Atmospheric and Oceanic Sciences Program, Princeton University, Princeton, NJ, USA.
Oak Ridge National Laboratory, Environmental Sciences Division and Climate Change Science Institute, Oak Ridge, TN, USA.
Nat Commun. 2020 Jun 9;11(1):2893. doi: 10.1038/s41467-020-16692-w.

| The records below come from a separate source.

PR #296, opened 2024-12-03
Add `PG::Numeric#to_big_d`

jgaskins:
Exploring using `decimal` columns for storing currency values and representing them with [`BigDecimal`](https://crystal-lang.org/api/1.14.0/BigDecimal.html) values in Crystal code, but then noticed `BigDecimal` support hasn't made it into this shard yet. When `PG::Numeric#to_big_r` was added, I don't think `BigDecimal` existed in the Crystal stdlib.

I copied most of the code from `to_big_r`, but rather than building up a power of 10 for the second argument based on the placement of the decimal point, we can just use the placement of the decimal point itself.

~A couple of the tests are failing and I'm not sure how to fix them yet. They look like trivial ones, but I spent too long trying to figure out how BigDecimal` works and I'm out of gas for the evening.~


jgaskins:
> A couple of the tests are failing and I'm not sure how to fix them yet.

j/k the expected outputs were wrong

bcardiff (approved):
Looks great.

Don't we also need a way to encode BigDecimal as a parameter?

will:
Thanks @jgaskins ! Could you also please add a changelog item?

jgaskins:
> Don't we also need a way to encode BigDecimal as a parameter?

For #295, absolutely. Until then, is [the catch-all](https://github.com/will/crystal-pg/blob/59d3dd91e6bd79384df1278d405862b027614e4e/src/pq/param.cr#L80-L82) sufficient?

> Could you also please add a changelog item?

Sure thing!

jgaskins:
Just checking in, is there anything else this PR needs before merging?

will:
Oh whoops sorry about letting this sit for so long! I forgot to check back in. Thanks for bumping it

Africa contains some of the most vulnerable ecosystems to fires. Successful seasonal prediction of fire activity over these fire-prone regions remains a challenge and relies heavily on in-depth understanding of various driving mechanisms underlying fire evolution. Here, we assess the seasonal environmental drivers and predictability of African fire using the analytical framework of Stepwise Generalized Equilibrium Feedback Assessment (SGEFA) and machine learning techniques (MLTs). The impacts of sea-surface temperature, soil moisture, and leaf area index are quantified and found to dominate the fire seasonal variability by regulating regional burning condition and fuel supply. Compared with previously-identified atmospheric and socioeconomic predictors, these slowly evolving oceanic and terrestrial predictors are further identified to determine the seasonal predictability of fire activity in Africa. Our combined SGEFA-MLT approach achieves skillful prediction of African fire one month in advance and can be generalized to provide seasonal estimates of regional and global fire risk.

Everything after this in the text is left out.